[AS PUBLISHED IN MALAY MAIL]
IMAGINE poring through your phone and discovering a list of sound files identified only by the date and time you recorded them. Perhaps it is not that difficult to picture if you often record lectures or enjoy storing weird little ideas and saving them as voice memos.
But if you are freewheeling troubadour Azmyl Yunor, those grainy few minutes of soundbites could just make up your next EP. Still writing, still recording, still busking, the 40-year-old is experimenting on his music-making mission, and he is not in it for the money.
“I do it for myself, including playing shows and recording. Busking because it’s what I love and I’m playing to no one in particular — it’s spiritual.
“I stumbled upon this vocation; it wasn’t something I had an ambition about when I was younger. I’m a music fan first.
“That keeps me going. I don’t have this mental state of ‘wanting to move up in this industry’. Rather, I’m an outsider looking in.”
Ampang Park is Azmyl’s 14th album — fourth EP and first digital only — two decades after he made his presence felt in the country’s indie rock quarters.
In 1997, he put out his debut album, Watever on cassette, already going against the compact disc grain, but Ampang Park may be his most unconventional release yet. The five-track collection, comprising songs recorded on his Xiaomi phone, was uploaded to azmyl.bandcamp.com at midnight last week.
“They were demos I found on the smartphone’s recorder that I realised were fully formed songs. They appear on the EP in their original form — warts and all.
“What struck me was the graininess and the rawness of the sound. It harkened back to recording on a basic cassette Walkman like I used to.
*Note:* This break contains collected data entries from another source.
PR #824, opened 2020-11-11
Add ability to override default registry and tag in pkg/name

### LINKED ISSUE #805: Add default registry option in pkg/name
Currently, if a hostname is omitted in name parsing, registry is [assumed to be `index.docker.io`](https://github.com/google/go-containerregistry/blob/5040388aee43ce720902e720f929de5a56c32a0c/pkg/name/registry.go#L25). It would be nice if this behavior was configurable via an [`Option`](https://github.com/google/go-containerregistry/blob/5040388aee43ce720902e720f929de5a56c32a0c/pkg/name/options.go#L31). This should be able to be introduced without a breaking API change by adding a private field to the `Registry` struct (will also necessitate adding to parent `Reference` / `Tag` / `Digest` / `Repository` as well I believe).

hasheddan:
Adds default registry and default tag options to `pkg/name` such that a user may configure their own defaults. Also move defaulting logic to tag / registry construction rather than methods called on the objects. See individual commits for how this maintains compatibility with existing behavior.

/cc @jonjohnsonjr @ImJasonH 

Fixes #805

### DIFF
--- a/pkg/name/ref_test.go
+++ b/pkg/name/ref_test.go
@@ -18,6 +18,35 @@ import (
 	"testing"
 )
 
+var (
+	testDefaultRegistry = "registry.upbound.io"
+	testDefaultTag      = "stable"
+	inputDefaultNames   = []string{
+		"crossplane/provider-gcp",
+		"crossplane/provider-gcp:v0.14.0",
+		"ubuntu",
+		"gcr.io/crossplane/provider-gcp:latest",
+	}
+	outputDefaultNames = []string{
+		"registry.upbound.io/crossplane/provider-gcp:stable",
+		"registry.upbound.io/crossplane/provider-gcp:v0.14.0",
+		"registry.upbound.io/ubuntu:stable",
+		"gcr.io/crossplane/provider-gcp:latest",
+	}
+)
+
+func TestParseReferenceDefaulting(t *testing.T) {
+	for i, name := range inputDefaultNames {
+		ref, err := ParseReference(name, WithDefaultRegistry(testDefaultRegistry), WithDefaultTag(testDefaultTag))
+		if err != nil {
+			t.Errorf("ParseReference(%q); %v", name, err)
+		}
+		if ref.Name() != outputDefaultNames[i] {
+			t.Errorf("ParseReference(%q); got %v, want %v", name, ref.String(), outputDefaultNames[i])
+		}
+	}
+}
+
 func TestParseReference(t *testing.T) {
 	for _, name := range goodWeakValidationDigestNames {
 		ref, err := ParseReference(name, WeakValidation)
--- a/pkg/name/registry_test.go
+++ b/pkg/name/registry_test.go
@@ -108,6 +108,24 @@ func TestDefaultRegistryNames(t *testing.T) {
 	}
 }
 
+func TestOverrideDefaultRegistryNames(t *testing.T) {
+	testRegistries := []string{"docker.io", ""}
+	expectedRegistries := []string{"index.docker.io", "gcr.io"}
+	overrideDefault := "gcr.io"
+
+	for i, testRegistry := range testRegistries {
+		registry, err := NewRegistry(testRegistry, WeakValidation, WithDefaultRegistry(overrideDefault))
+		if err != nil {
+			t.Fatalf("`%s` should be a valid Registry name, got error: %v", testRegistry, err)
+		}
+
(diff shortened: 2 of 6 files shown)


jonjohnsonjr:
> and tag

This is interesting. Do you have a use case for this in mind, or are you doing this for consistency sake?

hasheddan:
@jonjohnsonjr some of both. For instance, in @crossplane we don't use the `latest` tag. We just have semvers and release channel tags, so we would likely default to the stable channel tag if no tag is provided.

hasheddan:
I had also briefly toyed with the `WithDefaultNamespace` option, but it doesn't really make as much sense and would require larger changes.

pkg/name/registry_test.go
```diff
@@ -108,6 +108,24 @@ func TestDefaultRegistryNames(t *testing.T) {
 	}
 }
 
+func TestOverrideDefaultRegistryNames(t *testing.T) {
+	testRegistries := []string{"docker.io", ""}
+	expectedRegistries := []string{"index.docker.io", "gcr.io"}
+	overrideDefault := "gcr.io"
```
jonjohnsonjr, line 114: What happens if this is `gcr.io/myproject`?

hasheddan: It would use `gcr.io/myproject`. We do not check the default, so a user has the ability to provide something nonsensical there. We were not previously validating the default either, but there was also only one option that could ever be the default. I could go either way on this, but I lean towards letting the user do what they want if they are opting to override. Typically I imagine the override will be hardcoded, rather than changing on accepted input, so the package consumer is responsible for making sure they use a reasonable value. What do you think?

jonjohnsonjr: > I could go either way on this, but I lean towards letting the user do what they want if they are opting to override.

Yeah there is precedent for this (repo.Tag(), repo.Digest()), so I think it's fine.

I'd like to see tests for this that actually calls `ParseReference` instead of `NewRegistry` (basically nobody does that). A list of triples with (input, defaultRegistry, output) that includes this case would be great.

hasheddan: @jonjohnsonjr SGTM. Would you be open to these tests being refactored to table-driven in a follow-up PR?

hasheddan: @jonjohnsonjr I have updated with the `ParsseReference` tests here :+1:

jonjohnsonjr: > Would you be open to these tests being refactored to table-driven in a follow-up PR?

Yeah that's fine, honestly this whole package needs that treatment and some docs love.

pkg/name/ref_test.go
```diff
@@ -18,6 +18,35 @@ import (
...
+	inputDefaultNames   = []string{
+		"crossplane/provider-gcp",
+		"crossplane/provider-gcp:v0.14.0",
+		"ubuntu",
+		"gcr.io/crossplane/provider-gcp:latest",
+	}
+	outputDefaultNames = []string{
+		"registry.upbound.io/crossplane/provider-gcp:stable",
+		"registry.upbound.io/crossplane/provider-gcp:v0.14.0",
+		"registry.upbound.io/ubuntu:stable",
```
jonjohnsonjr, line 33: One thing I hadn't considered is how this interacts with dockerhub's `library/` stuff, see here: https://github.com/google/go-containerregistry/blob/ef0e499de80f001ac57881689e9a40a2497247a6/pkg/name/repository.go#L42

If I try to use this for something like mirroring to mirror.example.com, I'd need some way to make `ubuntu` produce `mirror.example.com/library/ubuntu`.

I don't know that this matters for now, perhaps we can add a `WithDefaultNamespace` option if I actually try to do this.

hasheddan: Yeah the `WithDefaultNamespace` would behave a bit different, but I think it could certainly be added. Happy to follow-up with that / also look at mirroring more holistically.

jonjohnsonjr: Let's punt on this and look at it later if we need to.

pkg/name/registry_test.go
hasheddan: @jonjohnsonjr sounds good! I'll get to work on that next 👍 Any more updates needed here?

jonjohnsonjr (approved):
LGTM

“It is barebones, just man and guitar. The EP is not a demo. They are versions I want delivered to the world. They may have different live or recorded permutations in the future but conceptually for this EP, they are what they are.”
The message runs deeper.
Azmyl wants the songs about Ampang Park, the mall to be demolished and replaced by a Mass Rapid Transit station, to represent “places and memories” his listeners hold dear.
He grew up in nearby Jalan Semarak, then Jalan Gurney, and used to watch his family pick up home essentials from the mall. He had been spending a lot of time there lately.
“Everyone has their own ‘Ampang Park’ so to say — a place they have great affinity with that doesn’t exist anymore or soon to be taken out of existence.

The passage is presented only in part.